Seorang wanita berpakaian gelap duduk di kursi di depan sebuah makam. Wanita itu mengenakan jubah kelabu, gaun panjangnya berwarna abu-abu tua, dan topi bowler hitam menutupi kepalanya. Ia membuka sebuah meja lipat dan meletakkannya di sebelah kursinya. Satu wadah kaca berisi bunga-bunga kering, botol kaca berisi air, dan sebuah gelas kaca ditatanya di atas meja itu. Si wanita mengambil beberapa butir bunga dan menjatuhkannya dengan lembut ke dalam gelas.
“Rosela selalu mengingatkanku kepadamu, Rossi,” ia berkata seraya menuangkan air ke dalam gelas. “Warna merah cantiknya selalu membuatku rindu.”
Wanita itu mengamati bunga-bunga rosela mulai mengeluarkan warnanya, mengubah air yang bening dan suci menjadi merah seperti anggur. Ia hanya berdiam diri di sana selama beberapa saat, membiarkan warna dari rosela mengambil alih sepenuhnya kehidupan di dalam gelas.

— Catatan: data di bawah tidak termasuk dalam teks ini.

PR #2590, opened 2026-07-06
Increase stack limits, check relative branches

jamesmunns:
This is a more targeted, partial fix for #2588, and contains the most immediate relief from the larger refactoring in #2589.

This catches the largest "novel" defect: ignoring of relative branches, and raises all the stack numbers to what the new analysis in #2589 shows.

This is intended as a stop-gap to prevent seeing stack overflows in test benches. Split into two commits, one with manifest updates, and one with the stack analysis change.


hawkw (approved):
looks good to me

PR #2591, opened 2026-07-07
Record image ID and name in BOOTED_IMAGE at startup

evan-oxide:
See the companion humility PR: https://github.com/oxidecomputer/humility/pull/712


evan-oxide:
Closed in favor of https://github.com/oxidecomputer/humility/pull/711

Ia meraih gelas itu, lalu menyesapnya sedikit. “Seperti yang kuingat. Seperti aromamu bertahun-tahun lalu.” Wanita itu tersenyum, warna dari rosela meninggalkan noda di bibirnya. “Aku hampir bisa merasakan dirimu, Rossi.”
Wanita itu bersandar. Ia menatap batu nisan di hadapannya. Kemudian tersenyum.
“Rosela selalu mengingatkanku kepadamu,” ujarnya lagi. Ia mencecap. “Rasanya hampir sama seperti ciumanmu di bibirku, merahnya membuatku rindu akan senyum di bibirmu.” Ada sinar teduh di kedua mata wanita itu. “Dan rasa darahmu di lidahku.”